Costs and governance reshape tooling
Here’s the story we teased at the top, and it’s a real-world warning shot. South Korean police arrested a man accused of disrupting the search for an escaped wolf by circulating an AI-generated image claiming to show the animal near a road intersection. The image spread, officials redirected resources, and residents received an emergency alert—before authorities determined the photo was fake. The suspect reportedly said he made it “for fun,” and he’s being investigated for obstructing government work. This is the growing problem in one snapshot: synthetic media doesn’t need to be perfect to cause harm; it just needs to be plausible enough, fast enough, at the exact wrong moment.
In open models, there’s a notable shift toward smaller systems that still feel close to “flagship” for coding. Simon Willison highlighted Qwen’s new open-weights model, Qwen3.6-27B, which Qwen claims beats a much larger prior open flagship on major coding benchmarks—while being dramatically smaller and more practical to run locally. Willison’s hands-on testing emphasized something that’s easy to miss in benchmark talk: accessibility. When strong performance fits into a footprint people can actually download and run, it changes who can build agentic tools on-prem, offline, or with tighter data control.

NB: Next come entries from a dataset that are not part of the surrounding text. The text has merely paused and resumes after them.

PR #83, opened 2020-05-20
View in Grafana

andrewazores:
Rebased and reopened version of #75 after `react` branch was merged into `master`

~~Based on top of #84~~

### DIFF
--- a/src/app/RecordingList/ActiveRecordingsList.tsx
+++ b/src/app/RecordingList/ActiveRecordingsList.tsx
@@ -1,8 +1,9 @@
 import * as React from 'react';
+import { NotificationsContext } from '@app/Notifications/Notifications';
 import { ServiceContext } from '@app/Shared/Services/Services';
 import { Button, DataListAction, DataListCell, DataListCheck, DataListItemCells, DataListItemRow, DataToolbar, DataToolbarContent, DataToolbarItem, Dropdown, DropdownItem, DropdownPosition, KebabToggle, Text } from '@patternfly/react-core';
 import { useHistory, useRouteMatch } from 'react-router-dom';
-import { filter, map } from 'rxjs/operators';
+import { filter, first, map } from 'rxjs/operators';
 import { Recording, RecordingState } from './RecordingList';
 import { RecordingsDataTable } from './RecordingsDataTable';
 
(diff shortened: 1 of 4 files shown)


andrewazores:
This has been rebased onto `master` rather than #84. The reports and recordings download links and removed and these actions moved into a dropdown action menu on each row of the active and archived recordings lists, and a "View in Grafana..." action button has also been added to this menu.

andrewazores:
Rebased, had some conflicts after merging #85 but generally just imports being cleaned up.

jiekang:
@andrewazores is it intentional that report is only downloadable and not viewable in another tab anymore?

andrewazores:
It seemed redundant to offer two different ways to do it, so I suppose it's intentional. You can click "Download Report" and then when your browser download prompt appears simply choose to open the document in the same browser again, which will probably have the effect of opening it in a new tab.

src/app/RecordingList/ActiveRecordingsList.tsx
```diff
@@ -192,3 +183,97 @@ export const ActiveRecordingsList: React.FunctionComponent<ActiveRecordingsListP
...
+}
+
+export const RecordingActions: React.FunctionComponent<RecordingActionsProps> = (props) => {
+  const context = React.useContext(ServiceContext);
+  const notifications = React.useContext(NotificationsContext);
+  const [grafanaEnabled, setGrafanaEnabled] = React.useState(false);
+  const [uploadIds, setUploadIds] = React.useState([] as string[]);
+
+  React.useEffect(() => {
+    const sub = context.commandChannel.grafanaDatasourceUrl()
```
jiekang, line 201: I think this would be on the container-jfr side, but the jfr-datasource supports liveness on it's root url. Maybe a quick http test can be used so if someone does supply a url but it doesn't actually work, we still have it disabled? Does that make sense to you? I can file an issue and maybe look at it too for once

andrewazores: Yea, makes sense to me. I've been meaning to implement some kind of `/health` for container-jfr itself for a while, so maybe what we can do is have that return an HTTP status to indicate its own health, and the response body can be some JSON that includes details on whether the datasaource or dashboard URL etc. are configured and are reachable from ContainerJFR as well.

PR #90, opened 2020-06-11
Include target connection port number, if any

### LINKED ISSUE #89: Since connectionless API changes, target port numbers are not included in command args
The CommandChannel/TargetSelect interaction in #82 is somewhat broken. The target connection port is not included in the connection identifier state set in the CommandChannel, so commands causing connections to targets using non-default ports will always fail.

andrewazores:
Fixes #89

### DIFF
--- a/src/app/TargetSelect/TargetSelect.tsx
+++ b/src/app/TargetSelect/TargetSelect.tsx
@@ -42,7 +42,11 @@ export const TargetSelect: React.FunctionComponent<TargetSelectProps> = (props) 
     if (isPlaceholder) {
       context.commandChannel.setTarget('');
     } else {
-      context.commandChannel.setTarget(selection.connectUrl);
+      let identifier = selection.connectUrl;
+      if (selection.port) {
+        identifier += `:${selection.port}`;
+      }
+      context.commandChannel.setTarget(identifier);
     }
     // FIXME setting the expanded state to false seems to cause an "unmounted component" error
     // in the browser console


vic-ma:
My understanding of the issue this fixes is that if cjfr connects to non-default port (anything other than 9091?), and you try to run, for example, a record command in the web client, then that command will fail, because the command always runs on the default port of the specified connection. Is this about right?

I am having trouble figuring out how to test this. With the `run.sh` script, the only mention of `9091` that I see is in the podman command. But even if I change that to use `-p 9098:9098` instead, when I do a recording, I can see in the recording urls and cjfr output that it is still running on port `9091`. I see some mentions of `9091` in `pom.xml` but if I were to change it there I imagine it would just change the default port number?

I also tried testing this with cjfr as a local process, but when I change the target JVM to use a port other than `9091` (it works on `9091`), cjfr can't find it anymore. I see in the README that it says for non-Kube deployments it expects targets to be on port `9091`, so I suppose this is expected. Does this just mean that testing for this issue has to be done in a container environment?

andrewazores:
Yes, that's right. A `dump`/`start` command, or `list-event-templates`, etc. in the web-client will currently always fail for targets listening on non-default port numbers.

The default port number of 9091 actually comes from `-core`: https://github.com/rh-jmc-team/container-jfr-core/blob/master/src/main/java/com/redhat/rhjmc/containerjfr/core/net/JFRConnectionToolkit.java

There are a bunch of steps that everything goes through before getting to that point however, but the gist of it is that if you use just `foo` as the target ID for connecting, then eventually the assumed port number is 9091. If that doesn't match the actual JMX port that the target is listening on then the connection will fail, obviously.

I'm not sure how you set things up to test it with the `run.sh` command, but there would be a few different things that need to be altered. First, the JVM flags set for the target application would need to be set to listen to JMX on a different port number than 9091 (ex. `-Dcom.sun.management.jmxremote.port=9093`). Then, podman or whatever container platform is running the target would also need to expose that port for that container so that it can accept connections. If you only change the port exposed by podman, the JVM process doesn't know about that and is still trying to listen for JMX connections on the port it was configured to, even if that port isn't exposed by podman.

It should be possible to test this as a local process by setting the `com.sun.management.jmxremote.port` JVM flag to some other number than 9091 also setting `-Dcom.sun.management.jmxremote.autodiscovery=true`. Send a `scan-targets` command (may need to be done twice, since JDP discovery is async and may take a second to find itself after it's first started). Sending a `{command:list,args:[localhost]}` should then fail with an exception about being unable to open the connection, but `{command:list,args:["localhost:9093"]}` should work.

For reference, here is the command line I just used for testing this as a local process:

```
MAVEN_OPTS="-Dcom.sun.management.jmxremote.port=9093 -Dcom.sun.management.jmxremote.ssl=false -Dcom.sun.management.jmxremote.authenticate=false -Dcom.sun.management.jmxremote.autodiscovery=true" mvn -DskipTests=true -Dcontainerjfr.minimal=true clean spotless:apply prepare-package exec:java
```

It can also be tested with the Operator setup by deploying both of the sample apps. One of them listens on 9091 and is detected that way, the other listens on 9093 and is detected by named port detection, but fails because the port number is not included in the target ID (the subject of this PR).

vic-ma:
I ran cjfr as a local process using all the jmx flags you used, and after calling `scan-targets`, I get this:
```
{"connectUrl":"service:jmx:rmi:///jndi/rmi://victor-work:9093/jmxrmi","alias":"org.codehaus.plexus.classworlds.launcher.Launcher","port":0}]}
```

Then, I am able to select this new target in the web client, and when I start a recording I can see that this is the command that gets run:
```
[INFO] (192.168.0.107:45520): CMD {"id":"1YulumKRKXKeGU9a_BqcN","command":"dump","args":["service:jmx:rmi:///jndi/rmi://victor-work:9093/jmxrmi","foo","30","template=Continuous"]}
```
And the command doesn't give an error.

I can see that this is because the `targetId` is in the form of a JMX URL rather than `host:port`. I also had cjfr connect to a separate `HelloWorld` JVM, and it also uses the JMX URL. Sending commands in `host:port` form like `{command:list,args:["localhost:9093"]}` work.

So I'm not sure why my cjfr is using JMX URLs or how to change this in order to reproduce the error.

andrewazores:
Ah, you're getting JMX URLs because it's local discovery using JDP. JMX URLs are generally the preferred connection method when available, and they're readily available with JDP but not necessarily with other discovery methods. So the web client sidesteps the bug when you're using it with a local ContainerJFR process.

The way I stumbled across this bug to begin with is the other example I gave before - using the Operator and deploying both of the sample apps. That's probably the most straightforward way to reproduce the bug, since there is no particular setup required other than starting up crc and then running `make deploy sample_app sample_app2`. It does take a bit more legwork to verify the fix in this setup, however.

vic-ma:
I'm trying to run the Operator in a CRC.

After I run the `make image` command, I can see that the image appears in `podman images`:
```
[vma@victor-work ~]$ podman images
REPOSITORY                                    TAG      IMAGE ID       CREATED          SIZE
quay.io/some-user/container-jfr-operator      latest   4692ffd6f3dd   42 seconds ago   126 MB
quay.io/rh-jmc-team/container-jfr             0.19.0   c0f9f3dded8a   5 days ago       614 MB
...
```

But when I then run the podman image push command I get this:
```
[vma@victor-work ~/container-jfr-operator]$ podman image push $IMAGE_TAG
Getting image source signatures
Error: Error copying image to the remote destination: Error trying to reuse blob \
sha256:e0a4651703ad7a4a7a8772a8242e22c605f0474579299d9142bc58e846dee2d2          \
at destination: Error checking whether a blob                                    \
sha256:e0a4651703ad7a4a7a8772a8242e22c605f0474579299d9142bc58e846dee2d2          \
exists in quay.io/some-user/container-jfr-operator: unauthorized:                \
authentication required
```
If I run it as superuser, it can't find the image:
```
[vma@victor-work ~/container-jfr-operator]$ sudo podman image push quay.io/some-user/container-jfr-operator
Swipe your finger across the fingerprint reader
Error: unable to find 'quay.io/some-user/container-jfr-operator' in local storage: no such image
```

Is this error maybe just because I've already pushed the image, and it sees that I'm trying to push it again? I can't remember if it gave me an error the first time I ran the command.

When I run `make deploy` afterwards, the pod does not start successfully:
```
[vma@victor-work ~]$ oc get pods
NAME                                      READY     STATUS             RESTARTS   AGE
container-jfr-operator-648df49667-dzcvs   0/1       ImagePullBackOff   0          3m38s
```
```
Events:
  Type     Reason     Age              From                         Message
  ----     ------     ----             ----                         -------
  Normal   Scheduled  3m               default-scheduler            Successfully assigned default/container-jfr-operator-648df49667-dzcvs to crc-m27h4-master-0
  Normal   Pulling    1m (x4 over 2m)  kubelet, crc-m27h4-master-0  Pulling image "quay.io/some-user/container-jfr-operator"
  Warning  Failed     1m (x4 over 2m)  kubelet, crc-m27h4-master-0  Failed to pull image "quay.io/some-user/container-jfr-operator": rpc error: code = Unknown desc = Error reading manifest latest in quay.io/some-user/container-jfr-operator: unauthorized: access to the requested resource is not authorized
  Warning  Failed     1m (x4 over 2m)  kubelet, crc-m27h4-master-0  Error: ErrImagePull
  Warning  Failed     1m (x6 over 2m)  kubelet, crc-m27h4-master-0  Error: ImagePullBackOff
  Normal   BackOff    1m (x7 over 2m)  kubelet, crc-m27h4-master-0  Back-off pulling image "quay.io/some-user/container-jfr-operator"
```
---
After writing the above, I realized that I was probably supposed to change the `some-user` in `$IMAGE_TAG` to my username, but even after doing this I got the same error.

andrewazores:
Have you done `podman login quay.io`? Podman needs to be authenticated to Quay in order to push images to its repository. When you do `sudo podman push`, Podman is looking to push an image from the root user's local repository to Quay, so even if you're logged in that won't work/isn't the right thing.

vic-ma:
I'm having trouble with pushing the image to Quay. I tried once yesterday, and then deleted everything and tried again today, but in both cases, when I first run the command, the upload bars progress for some time, and then it fails with the same error message:
```
Error: Error copying image to the remote destination: Error writing blob: \
Put "https://quay.io/v2/vic_ma/container-jfr-operator/blobs/uploads/95e4de75-1a0e-4e7b-a56a-a830a02a6d29?digest=sha256%3A60bb516266585c5efce9502cafb76e629e54a4efbaa59ca5d4193cc0e5b6f2cc": \
net/http: TLS handshake timeout
```
I've worked out that this is probably just because I have a slow internet connection so it was not able to complete the upload before the handshake expired or something.

If I run the command again afterwards, it'll continue the upload and eventually complete without error, but on quay.io it says the image size is 50.0 MB even though it should be around 100 MB. And the pod doesn't start successfully if I try to `make deploy`.

So I'm not sure if the upload actually resumed and completed successfully and it's just something else wrong with my setup, or if after that error the upload was just broken.

andrewazores:
Huh. You can try setting up your Podman to directly access the CRC registry then, there are some hints how to do this here:

https://github.com/code-ready/crc/issues/147

I've never done it myself, so I'll need to try it out too.

vic-ma:
Hmm I'm having trouble figuring out the internal registry stuff. Reading through that PR and the openshift docs, I don't think I know enough about openshift to be able to follow the instructions adequately. I can take the time to learn it if you think it's worth doing, but since none of this will be an issue once I have access to a decent internet connection, I'm inclined to think that it isn't necessary.

Maybe @Alexjsenn could take a look at this PR instead?

andrewazores:
Sure, sounds fine to me. I don't think it's particularly worth spending time to figure out right now - if it really becomes a useful piece for us to figure out then either Elliott or I will probably take a look into it, since we're more familiar with it.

Two final business signals show where the economics and governance of AI tooling are heading. First, Microsoft is reportedly planning to move GitHub Copilot customers from request-based limits to token-based billing starting in June. If that happens, the big change is predictability: token pools may help orgs govern usage, but heavy users could see costs feel less fixed and more variable. Second, infrastructure company Vast Data says it raised a billion dollars at a $30 billion valuation, with Nvidia joining the investor group. That reinforces where capital is flowing: not just into models, but into the data and storage layer required to feed large-scale AI—because the “picks and shovels” are where costs and lock-in often live.
And one more quick note on governance and provenance, because communities are starting to fight about what “trusted code” even means. The MeshCore project’s core team says it split after a dispute involving governance, branding, and allegations that major components were rebuilt with AI-generated code without disclosure. Regardless of who’s right in that specific conflict, the broader point is timely: as AI-generated code becomes normal, expectations around transparency—what was generated, reviewed, and by whom—are becoming a social and security issue, not just a technical one.
That’s our update for April 24th, 2026. The throughline today is that AI is moving from tools you ask, to systems that act—inside workplaces, inside codebases, and sometimes, unfortunately, inside public incidents. As always, links to all the stories we covered can be found in the episode notes. Thanks for listening to The Automated Daily, AI News edition. I’m TrendTeller—see you tomorrow.